Dean has a plan! And now all he has to do is get Cas on board. But where is Cas?
Chapter 2
Sam could have been all smug and gloaty when Dean said he'd been to see the house and was intending to fix it up and live in it for a while. He could have taken credit for finding the right kind of therapy for his brother and been a total annoying bitch about it. But he just said, "Oh. Okay, then." And left it at that.
Then he proceeded to annoy the shit out of Dean, fidgeting on his stool, messing about with his meal, pushing scraps of lettuce around his plate and spearing tiny bits of red and orange pepper one at a time until the tines of his fork were full.

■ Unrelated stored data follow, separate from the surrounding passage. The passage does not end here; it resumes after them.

PR #2562, opened 2026-06-11
test: hookcmds integration tests for secret access and port management

tonyandrewmeyer:
Follow-up to #2520. This PR adds three integration tests to `test/integration/test_hookcmds.py`:

- `test_secret_grant_revoke`. Exercises `secret_grant` and `secret_revoke` over the real cross-app relation.
- `test_ports_endpoint_scoped`. Opens TCP port 7766 scoped to the `peer` endpoint, asserts `opened_ports(endpoints=True)` returns `endpoints=['peer']`, then closes it.
- `test_relation_model_get`. This really exists for CMR, but doing that seems too much for these tests, so it just validates it's the right shape and consistent across use.

I also (had Claude) rewrite `test_juju_reboot_queues_reboot`. I wasn't paying enough last time - you can't reboot in K8s, and you can't reboot in an action (I definitely knew both of these already). I did the same kind of workaround as I've done previously: trigger it via config.

Also a few extra fixes for problems that running against all of 3/stable, 4.0/stable, 4.0/edge, 4.1/edge × machine/k8s) showed up. Some of this was that I failed to run the whole matrix after changes from refiew: I'll make sure to do that this time, sorry!

- `test-file` resource declaration needed `filename:` for juju 3/stable and newer to accept the deploy.
- `data` storage needed `multiple: { range: 1-2 }` so `test_storage_add` could attach a second instance.
- `test_setup` deploys with `trust=True` so `credential_get` works.
- `test_network_get_returns_addresses` xfails the Juju 4.0/k8s `network-get` placeholder issue (`juju/juju#22616`) via the new shape; the `interface-name` non-empty assertion is gated on machine substrates.
- `_xfail_juju4_commit_bug` helper centralises the xfail-on-error pattern for the Juju 4 uniter commit-phase bugs (`juju/juju#22523`, `juju/juju#22524`), widened to catch `TimeoutError` alongside `TaskError` since the symptom on 4.0/k8s is sometimes a driver timeout.

Run on my fork: [`tonyandrewmeyer/operator` run 27414403142](https://github.com/tonyandrewmeyer/operator/actions/runs/27414403142). All eight hookcmds cells green:

| Cell | Result |
|---|---|
| `hookcmds (machine, 3/stable)` | ✅ 8m37s |
| `hookcmds (k8s, 3/stable)` | ✅ 6m13s |
| `hookcmds (machine, 4.0/stable)` | ✅ 7m38s |
| `hookcmds (k8s, 4.0/stable)` | ✅ 10m03s |
| `hookcmds (machine, 4.0/edge)` | ✅ 7m59s |
| `hookcmds (k8s, 4.0/edge)` | ✅ 9m14s |
| `hookcmds (machine, 4.1/edge)` | ✅ 7m31s |
| `hookcmds (k8s, 4.1/edge)` | ✅ 9m28s |

The `secrets (4.0/stable)` failure is the pre-existing flaky `test_secrets` cell from main, not anything this PR touches.


test/integration/test_hookcmds.py
```diff
@@ -473,29 +506,39 @@ def test_resource_get(juju: jubilant.Juju, any_unit: str):
     assert pathlib.Path(path).name == 'test-file.txt'
 
 
-# Secret grant / revoke (secret_grant / secret_revoke)
+# Secrets (secret_grant / secret_revoke) — Follow-up 3
```
tonyandrewmeyer:
```suggestion
# Secrets (secret_grant / secret_revoke)
```

test/integration/test_hookcmds.py
```diff
@@ -516,6 +559,30 @@ def test_storage_add(juju: jubilant.Juju, any_unit: str):
     assert count_after == count_before + 1
 
 
+# Ports — endpoint-scoped variant (Follow-up 4)
```
tonyandrewmeyer:
```suggestion
# Ports — endpoint-scoped variant
```

tonyandrewmeyer:
@dwilding and @tromai sorry to hit you up again immediately following the other one, but I assume bringing over that context is the most efficient thing to do. This one should be the end of this work!

test/charms/test_hookcmds/.gitignore
```diff
@@ -0,0 +1,3 @@
+uv.lock
+*.tar.gz
```
dwilding, line 2: What produces .tar.gz files?

test/integration/test_hookcmds.py
```diff
@@ -52,39 +57,76 @@ def _juju_major(juju: jubilant.Juju) -> int:
...
+    `jubilant.TaskError` (action returned non-zero) or a `TimeoutError`
+    (driver gave up waiting) depending on the failure path.
+
+    Note: a previous version of this helper attempted strict-style
+    semantics (pytest.fail on Juju 4 success, mimicking `xfail(strict=True)`)
+    so we'd notice when to drop the guard. That doesn't work in a multi-
+    channel matrix — when the upstream fix lands in 4.0/edge or 4.1/edge
+    but 4.0/stable still ships the bug, the guard must stay. The cells
+    where the bug is fixed are the signal; nothing to do at test-author
+    time.
```
dwilding: I think this comment can be reduced. Something like:

```suggestion
    Note: We can't strictly require failure; our CI matrix might run
    against a fixed 4.0/edge and a broken 4.0/stable (for example).
```

test/integration/test_hookcmds.py
```diff
@@ -516,16 +586,73 @@ def test_storage_add(juju: jubilant.Juju, any_unit: str):
...
+    # recover after the reboot.
+    juju.config('test-hookcmds', {'reboot-trigger': 'reboot-please'})
     juju.wait(jubilant.all_active)
 
+    task = juju.run(any_unit, 'test-reboot-marker')
+    assert task.success
+    assert task.results['marker-exists'] == 'true'
+    uptime_after = float(task.results['uptime-seconds'])
+    # If a reboot actually happened the container's uptime resets — the new
+    # value must be smaller than the value we captured before the trigger.
```
dwilding: `test_juju_reboot_queues_reboot` strategically placed at the end of the file. So, yes, I'm willing to believe this 😀

test/integration/test_hookcmds.py
```diff
@@ -516,16 +586,73 @@ def test_storage_add(juju: jubilant.Juju, any_unit: str):
...
+    The charm's config-changed handler watches for
+    `reboot-trigger=reboot-please` and, on the first such config-changed,
+    writes a marker file and calls hookcmds.juju_reboot(). The marker
+    prevents the post-reboot config-changed re-run from looping. The
+    test then verifies the marker exists via a read-only action.
+    """
+    # k8s pods can't reboot themselves and the hookcmd surfaces as a
+    # NotImplementedError; only exercise on machine substrates.
+    if _is_caas(juju):
+        pytest.skip('juju-reboot is not supported on Kubernetes / CAAS substrates')
```
dwilding: I don't think there's any need to mention "CAAS" in the test output, as we hardly use that term anywhere. I'm wondering about even renaming `_is_caas` to `_is_k8s`, but I don't think it matters too much.

```suggestion
        pytest.skip('juju-reboot is not supported on Kubernetes substrates')
```

test/integration/test_hookcmds.py
```diff
@@ -516,16 +586,73 @@ def test_storage_add(juju: jubilant.Juju, any_unit: str):
...
 
 
+# Ports — endpoint-scoped variant
+
+
+def test_ports_endpoint_scoped(juju: jubilant.Juju, any_unit: str):
+    """open_port with endpoints='peer' appears scoped in opened_ports(endpoints=True)."""
+    # On Juju 4.0/k8s this action times out on the driver side, matching the
+    # uniter commit-phase regression pattern. May be a separate upstream bug
+    # from the secret ones; xfail until pinned down.
```
dwilding, line 603: Is this (potential) timeout bug tracked somewhere for further investigation?

test/integration/test_hookcmds.py
```diff
@@ -452,14 +505,15 @@ def test_credential_get(juju: jubilant.Juju, any_unit: str):
...
     assert task.success
-    uuid = task.results['uuid']
-    assert uuid  # non-empty
-    # For a peer relation the remote model is the same model.
-    model_info = juju.show_model()
-    assert uuid == model_info.model_uuid
+    # For a peer relation the relation isn't cross-model, so the server-side
+    # implementation (apiserver/facades/agent/uniter/uniter.go) returns the
+    # local model UUID — same as JUJU_MODEL_UUID inside the hook. Validated
+    # live against Juju 3.6.23 and 4.0.5 LXD.
```
dwilding: Is this commentary from Claude? I think we can simplify it:

```suggestion
    # Peer relations aren't cross-model, so the server-side implementation
    # returns the local model UUID — same as JUJU_MODEL_UUID inside the hook.
```

test/charms/test_hookcmds/src/charm.py
```diff
@@ -343,23 +354,46 @@ def _on_test_credential_get(self, event: ops.ActionEvent):
         cloud = hookcmds.credential_get()
         event.set_results({'cloud-type': cloud.type, 'cloud-name': cloud.name})
 
-    # Reboot
+    # Reboot — driven by config-changed because juju forbids juju-reboot
+    # from an action context (see jujuc/reboot.go).
```
dwilding: I don't think we need to reference the Juju code:

```suggestion
    # Reboot — driven by config-changed because juju forbids juju-reboot
    # from an action context.
```

test/integration/test_hookcmds.py
```diff
@@ -516,16 +586,73 @@ def test_storage_add(juju: jubilant.Juju, any_unit: str):
...
 # Reboot (juju_reboot) — placed last because it reboots the unit
 
 
 def test_juju_reboot_queues_reboot(juju: jubilant.Juju, any_unit: str):
-    """juju_reboot(now=False) queues a reboot; the unit recovers to active."""
-    task = juju.run(any_unit, 'test-juju-reboot')
+    """juju_reboot(now=False) queues a reboot; the unit recovers to active.
+
+    juju explicitly forbids juju-reboot inside an action context
+    (jujuc/reboot.go), so the trigger has to come from a regular hook.
```
dwilding:
```suggestion
    juju explicitly forbids juju-reboot inside an action context,
    so the trigger has to come from a regular hook.
```

dwilding (approved):

test/charms/test_hookcmds/.gitignore
tonyandrewmeyer: The integration conftest runs `uv build --sdist` into the charm directory so charmcraft picks up local ops (and ops_tracing) as ops.tar.gz / ops_tracing.tar.gz. Only an issue if you're running this locally but seems cleanest to ignore it.

test/integration/test_hookcmds.py
tonyandrewmeyer: Half Claude, half me.

test/integration/test_hookcmds.py
tonyandrewmeyer: I *think* it has the same underlying cause and will get fixed at the same time as the other one. To be honest, partly I got tired digging into Juju bugs deep enough to write a decent issue, even with agent help, and didn't want to do another one when I thought it was likely the same.

When the other one is fixed, if this doesn't start passing, I'll do the investigation then. The tracking is this comment plus my subscriptions to the Juju issues.

test/integration/test_hookcmds.py
tonyandrewmeyer: It was indeed strategically placed, but on reflection, I should just be using boot time, not uptime.

test/charms/test_hookcmds/src/charm.py
```diff
@@ -343,23 +355,49 @@ def _on_test_credential_get(self, event: ops.ActionEvent):
         cloud = hookcmds.credential_get()
         event.set_results({'cloud-type': cloud.type, 'cloud-name': cloud.name})
 
-    # Reboot
+    # Reboot — driven by config-changed because juju forbids juju-reboot
```
tromai, line 358: > juju forbids juju-reboot

That's interesting. Could you point me to the place where I can read more about this Juju behavior?

test/charms/test_hookcmds/src/charm.py
```diff
@@ -343,23 +355,49 @@ def _on_test_credential_get(self, event: ops.ActionEvent):
...
+        if self.config.get('reboot-trigger') != 'reboot-please':
+            return
+        if _REBOOT_MARKER.exists():
+            # Already triggered this deployment; don't reboot again.
+            return
+        _REBOOT_MARKER.write_text('triggered')
         hookcmds.juju_reboot(now=False)
 
+    def _on_test_reboot_marker(self, event: ops.ActionEvent):
+        # Compute the boot epoch as `now - uptime`. /proc/stat's `btime` is
```
tromai, line 371: Just to double check: This test assumes that it will be run within a LXD container (I'm not sure if it need to / will be run elsewhere in our test suite) ?

tromai (approved):
Thanks for the fix.

I think investigating Juju issues mentioned in this PR is a lot of work. So I really appreciate it.

test/charms/test_hookcmds/src/charm.py
tonyandrewmeyer: There's [our docs](https://documentation.ubuntu.com/ops/latest/reference/ops/#ops.Unit.reboot) and [the juju docs](https://canonical.com/juju/docs/juju-cli/latest/reference/hook-command/list-of-hook-commands/juju-reboot/), probably not much else.

test/charms/test_hookcmds/src/charm.py
tonyandrewmeyer: Yes, [the actual test skips if it's k8s](https://github.com/tonyandrewmeyer/operator/blob/d5b4512bbb2be96e79a55b3aa81bd6b8cbcc0c7f/test/integration/test_hookcmds.py#L637). If this code in the charm is called on k8s it won't do any harm, just write a pretty meaningless marker.

tromai: Ah, cool. I missed the part that it's skipped for k8s. Thanks!

test/charms/test_hookcmds/src/charm.py
tromai: Ah great. Thank you !

PR #2564, opened 2026-06-11
docs: replace CoC with link to Ubuntu Code of Conduct

tonyandrewmeyer:
The current `CODE_OF_CONDUCT.md` is an old Contributor Covenant 1.4 template that points reports at `charmcrafters@lists.launchpad.net`, which I think doesn't exist or will soon not exist, and also does not go to anyone in Charm Tech as far as I am aware.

Dean ignored him, hungrily shovelling in huge quantities of stale breakfast cereal (and why was it always down to him to finish off the ends of the boxes, when Sammy just went ahead and opened new ones whenever he felt like a change?)
Sam cleared his throat and tried to spear another piece of pepper. It pinged off the plate and landed in the middle of Dean's bowl.
Dean wiped the splash of milk off his chin. "You got something to say, Sammy?"
"No. Yes. Look- actually, why are you eating cereal for dinner, Dean?"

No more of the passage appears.